Keith Harris had been manacled to the wall. Through repetitive effort, Keith had managed to loosen some of the rock around where the eyebolt attached, but he was so weak from hunger that he wasn’t be able to make much progress. Jay was a little stronger, though he didn’t look like he liked being hung upside down much.

“How long has it been since I hung you here?” Crispin asked Jay, turning slightly to one side so that he was almost face to face with the Harris boy, as everyone called them. “Oh goodness, it’s been nearly two weeks, hasn’t it? I imagine you’d like to come down from there.”

Stephanie came in, carrying the plastic sack. Jay’s eyes flickered, but he didn’t say anything. He still had streaks of dried blood dripping from his chest to his face, but it looked like his nipples had grown back. Crispin smiled, remembering that night. The best thing about torturing vampires is that no matter what you did, they’d eventually heal, as long as the head remained intact and they got enough blood.

Crispin double-checked the manacles before releasing the winch that lowered Jay to the ground. Jay just lay there, which was a good sign. His spirit had been broken. Break the body, break the spirit, that’s what his old master used to say.

“Did you boys ever learn how I found out you two were planning to kill me in my sleep? Funny thing, I’ve studied dark magics. I’m of the House of Silent Shadows, who have been teaching secret ways since before your little country existed. Not everyone can learn everything, of course, but a few of us do find our own niche. My specialty? Oh yes, you do want to know, don’t you? I’m a haruspex.”

Jay’s eyes flickered again, and he coughed up something sticky and black. He was probably extremely dehydrated after being left down here with no food and water for so long. He wasn’t so far gone that his nostrils didn’t dilate when Stephanie brought the plastic bag closer.

“You don’t know what that is, do you?
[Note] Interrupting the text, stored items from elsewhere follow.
PR #706, opened 2026-02-02
[bls-cert-verify] Optimize bls-cert-verify and improve code quality

samkim-crypto:
#### Summary of Changes

Cleaning up the `solana-bls-cert-verify` crate.

[766cde8](https://github.com/anza-xyz/alpenglow/pull/706/commits/766cde8455a253d6cb870ee600756dd3d876865f): Benches for the certificate verification logic exists in `solana-core`, but I thought it made sense to add benches here too to identify any specific bottle necks related to certificate verification.

[735274f](https://github.com/anza-xyz/alpenglow/pull/706/commits/735274fbd22d77938741e4c57924031d4214ba6a): Updated the public key aggregation logic to take advantage of the mixed point additions.

The `solana-bls-signatures` v3.0 crate added support for mixed point additions (https://github.com/anza-xyz/solana-sdk/pull/506). Previously, we had to convert all points to projective before summing these together to aggregate public keys, but we can now add affine or even unserialized points directly to project points using a simpler group add formula.

Using mixed point additions, the bench results seem to improve quite drastically:

```
BLS Cert Verify/Base2_Notarize/1000
                        time:   [2.8434 ms 2.8479 ms 2.8525 ms]
                        change: [-92.215% -92.192% -92.171%] (p = 0.00 < 0.05)
                        Performance has improved.
Found 1 outliers among 100 measurements (1.00%)
  1 (1.00%) high mild
BLS Cert Verify/Base3_NotarizeFallback/1000
                        time:   [3.5388 ms 3.5573 ms 3.5776 ms]
                        change: [-90.838% -90.788% -90.732%] (p = 0.00 < 0.05)
                        Performance has improved.
Found 10 outliers among 100 measurements (10.00%)
  8 (8.00%) high mild
  2 (2.00%) high severe
```

I am glad that this gives quite a significant performance boost, but maybe we should have used mixed-point addition from the start.. 🙏 

[01c9687](https://github.com/anza-xyz/alpenglow/pull/706/commits/01c96873a2f38b67c80663615806f30643a91922): For the base3 certificate verification, we have to aggregate two sets of public keys (pertaining to primary votes and fallback votes). Currently, these two sets are aggregated sequentially. If we aggregate these two sets in parallel, then we get decent performance improvements, so I applied this change.

```
BLS Cert Verify/Base3_NotarizeFallback/1000
                        time:   [3.1656 ms 3.1710 ms 3.1765 ms]
                        change: [-11.390% -10.858% -10.366%] (p = 0.00 < 0.05)
                        Performance has improved.
Found 2 outliers among 100 measurements (2.00%)
```

The rest of the commits [db2b01e](https://github.com/anza-xyz/alpenglow/pull/706/commits/db2b01eda574fed311571e8dcc494fb5f37254c1), [315a77c](https://github.com/anza-xyz/alpenglow/pull/706/commits/315a77c919c72688c7805807c241171e4587ff6f), [8b3615f](https://github.com/anza-xyz/alpenglow/pull/706/commits/8b3615fb28f967073f99bd5291be658b911926f4), [f99187d](https://github.com/anza-xyz/alpenglow/pull/706/commits/f99187d39e4a53f609d81c3310ad37b6f5ee4307) are general refactoring and code quality improvements. In particular, I renamed the function `verify_cert_get_total_stake` to just `verify_certificate` because that seemed cleaner and follows a more standard rust naming convention, but I can revert this if others are opposed.

Finally, I added more precise bench logic in [6721329](https://github.com/anza-xyz/alpenglow/pull/706/commits/6721329a99411da5a86536bf5c189b8c2c5fff22) to include:
- A single BLS signature verification. This serves as a good reference since we can't possibly hope to beat a single sig verification
- Collect public key
- Aggregate public key

Here are the results:
```
| Validators | Collect Keys | Aggregate Keys | Verify Sig (Constant) | Total (Actual) | Overhead |
| **500** | 0.003 ms     | 0.85 ms        | 1.26 ms               | **2.26 ms** | ~0.15 ms |
| **1000** | 0.007 ms     | 1.46 ms        | 1.26 ms               | **2.88 ms** | ~0.15 ms |
| **1500** | 0.010 ms     | 1.92 ms        | 1.26 ms               | **3.39 ms** | ~0.20 ms |
| **2000** | 0.013 ms     | 2.51 ms        | 1.26 ms               | **3.97 ms** | ~0.19 ms |
```

Distribution:

```
| Validators | Aggregate % | Verify % | Collect % |
| **500**   | 38%         | 56%     | < 0.2%    |
| **1000** | 51%         | 44%      | < 0.3%    |
| **1500** | 57%         | 37%      | < 0.3%    |
| **2000** | 63%         | 32%      | < 0.3%    |
```

Roughly for 1000~1500 validators, the public key aggregation logic takes a little over 50% of the cost of verifying a certificate.

I created in issue https://github.com/anza-xyz/alpenglow/issues/708 to cut down public key aggregation even further. If we take approach 2, then I think public key aggregation can almost be an order of magnitude faster. I'll tackle this issue on a follow-up.

### DIFF
--- a/bls-cert-verify/benches/cert_verify.rs
+++ b/bls-cert-verify/benches/cert_verify.rs
@@ -111,7 +111,7 @@ fn bench_verify_cert(c: &mut Criterion) {
         let pubkeys_ref = &pubkeys;
 
         // Base2 Setup
-        // Assume 2/3rds of validataors sign
+        // Assume 2/3rds of validators sign
         let num_signers_base2 = (size * 2) / 3;
         let cert_base2 = create_base2_cert(&keypairs, num_signers_base2);
 


bls-cert-verify/benches/cert_verify.rs
```diff
@@ -0,0 +1,185 @@
...
+    let mut builder = CertificateBuilder::new(cert_type);
+    builder.aggregate(&vote_messages).unwrap();
+    builder.build().unwrap()
+}
+
+#[allow(clippy::arithmetic_side_effects)]
+fn bench_verify_cert(c: &mut Criterion) {
+    let mut group = c.benchmark_group("BLS Cert Verify");
+    let validator_sizes = [500, 1000, 1500, 2000];
+    const TEST_STAKE: u64 = 30; // assume each validator has stake 30 (arbitrary number)
```
akhi3030, line 91:
```suggestion
    // assume each validator has stake 30 (arbitrary number)
    const TEST_STAKE: u64 = 30; 
```

nit: this seems like the more rusty way to do comments.

bls-cert-verify/src/cert_verify.rs
```diff
@@ -27,72 +27,105 @@ pub enum Error {
...
-        ),
+            accumulating_rank_map,
+        )
     }?;
+
     Ok(total_stake)
 }
 
-/// Verifies the [`signature`] of the [`payload`] which is signed by at most [`max_validators`] validators in the base2 encoded [`ranks`] using the [`rank_map`] to lookup the [`BlsPubkey`].
+fn get_vote_payloads(cert_type: &CertificateType) -> (Vote, Option<Vote>) {
```
akhi3030, line 101:
```suggestion
fn get_vote_payloads(cert_type: CertificateType) -> (Vote, Option<Vote>) {
```

nit: if a function takes something as a reference and then clones or copy it, it is better to expose that to the caller.

bls-cert-verify/src/cert_verify.rs
```diff
@@ -27,72 +27,105 @@ pub enum Error {
...
+/// # Arguments
+///
+/// * `cert` - The certificate to verify.
+/// * `max_validators` - The maximum number of validators (used for decoding the bitmap).
+/// * `rank_map` - A closure that maps a validator's rank (index) to their stake and public key.
+///
+/// # Returns
+///
+/// On success, returns the total stake.
+pub fn verify_certificate(
```
akhi3030, line 60: I had originally picked the name `verify_cert_get_total_stake` and I am happy with this renaming.

bls-cert-verify/src/cert_verify.rs
```diff
@@ -27,72 +27,105 @@ pub enum Error {
...
+            accumulating_rank_map,
+        )
     }?;
+
     Ok(total_stake)
 }
 
-/// Verifies the [`signature`] of the [`payload`] which is signed by at most [`max_validators`] validators in the base2 encoded [`ranks`] using the [`rank_map`] to lookup the [`BlsPubkey`].
+fn get_vote_payloads(cert_type: &CertificateType) -> (Vote, Option<Vote>) {
+    match *cert_type {
```
akhi3030, line 102: Factoring out this logic from the function does make it easier to read that function.  Just a note that now we are having to create an additional `Option` and we have two branches instead of one.  I doubt this is causing any perf hits but something to keep in mind if we feel like we need to squeeze more perf.

bls-cert-verify/src/cert_verify.rs
```diff
@@ -27,72 +27,105 @@ pub enum Error {
...
+            Some(Vote::new_skip_fallback_vote(slot)),
+        ),
+    }
+}
+
+fn serialize_vote(vote: &Vote) -> Vec<u8> {
+    // `expect` is safe because the `Vote` struct is composed entirely of primitive
+    // types (u64, Hash, enums) that are inherently serializable and it is constructed
+    // locally within this module.
+    bincode::serialize(vote).expect("Vote serialization should never fail for valid Vote structs")
```
akhi3030, line 123: I plan on introducing wincode serialization in bls sigverifier.  I think I will refactor this at the same time when I do that.

akhi3030 (dismissed):
Thanks, looks great!

bls-cert-verify/src/cert_verify.rs
samkim-crypto: Good call. Fixed!

bls-cert-verify/src/cert_verify.rs
samkim-crypto: I think the original name was fine as well! Just thought to keep it simple.

bls-cert-verify/src/cert_verify.rs
AshwinSekar: might want to bump wincode to the latest release as well (or do this when we upstream), think what we have available here is a little outdated, but maybe it has enough features for votes and bls

bls-cert-verify/benches/cert_verify.rs
```diff
@@ -0,0 +1,185 @@
...
+
+    for &size in &validator_sizes {
+        let keypairs = create_bls_keypairs(size);
+
+        // Pre-calculate public keys to simulate efficient Bank lookup
+        let pubkeys: Vec<BlsPubkey> = keypairs.iter().map(|kp| kp.public.into()).collect();
+        let pubkeys_ref = &pubkeys;
+
+        // Base2 Setup
+        // Assume 2/3rds of validataors sign
```
ksn6: s/validataors/validators/

bls-cert-verify/src/cert_verify.rs
```diff
@@ -107,53 +140,28 @@ pub fn verify_base2<S: AsSignatureAffine>(
...
 
-/// Verifies the [`signature`] of [`payload`] and [`fallback_payload`] which is signed by the validators in the base3 encoded [`ranks`]  using the [`rank_map`] to lookup the [`BlsPubkey`].
+/// Verifies a signature for a split-vote scenario involving two distinct payloads.
 ///
-/// [`rank_map`] is [`FnMut`] allowing caller to perform computation based on which validators signed the payload.
-fn verify_base3(
+/// This function handles the "Base3" case where participating validators are split
+/// between signing a primary `payload` and a `fallback_payload`. This path is used
+/// only in rare edge cases where a fallback vote is required.
+pub fn verify_base3(
```
ksn6, line 164: This is now pub - is that intentional?

bls-cert-verify/src/cert_verify.rs
```diff
@@ -107,53 +140,28 @@ pub fn verify_base2<S: AsSignatureAffine>(
...
-where
-    F: FnMut(usize) -> Option<BlsPubkey>,
-{
-    move |ind: usize| {
-        let pos = ranks
-            .get(ind)
-            .unwrap_or_else(|| panic!("{ind} is not valid in {ranks:?}"));
-        assert!(pos == true, "{ind} is not set in {ranks:?}");
-        rank_map(ind)
-    }
```
ksn6, line 135: These checks seemed nice to have, since they'd panic only during tests - I guess because we're doing `iter_ones()` in `collect_pubkeys`, we no longer need these; is that right?

bls-cert-verify/src/cert_verify.rs
samkim-crypto: Yeah I just made the functions public to make it easier to bench them directly.

I guess we can use nightly to benchmark private functions, but since this crate only really makes sense in the agave setting, I thought I would just make it public. If you are opposed to this, then I can definitely limit the visibility and figure out another way to run the benches.

bls-cert-verify/src/cert_verify.rs
samkim-crypto: That's right. We have `iter_ones()`, so the extra check becomes redundant here.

They just don’t teach the classics anymore. I read the future through observing the liver of a sacrifice. Traditionally they used to use a sheep or a goat, but that’s not what my herd is made of.” He nodded at Stephanie.

Stephanie opened the sack to reveal the disemboweled body of the sacrifice. The blood was spilling out from the black plastic drop cloth, so she’d put the body inside a second trash bag. Crispin reached in to his paper bag and pulled out one of the red plastic keg cups he’d tossed in there, scooping some of the red liquid from the corner.

Jay licked his lips. He was close to frenzying. Keith was certainly close enough to frenzy.

“Drink some and feed your brother.”

Jay chugged from the cup, then filled it again from the inside of the bag, but instead of drinking the second cup, he carried it across the tunnel and poured it in his brother’s mouth. Keith still drank, which meant he wasn’t quite dead yet. Eventually, if they had the strength of will, they’d realize it made more sense to refuse these little gifts. Without blood, they’d eventually die. The feeding just got them back to the point where Crispin could have more fun with them.

“Jay, I’m going to let you go back into the house for a while,” Crispin said. “We’re going to play a game, and this game will be more fun with an extra player. If you do very well, I’ll give you a night off. Sound fun?”

“I’ll do it,” Jay said.

“Delightful,” Crispin said, and outlined his plan.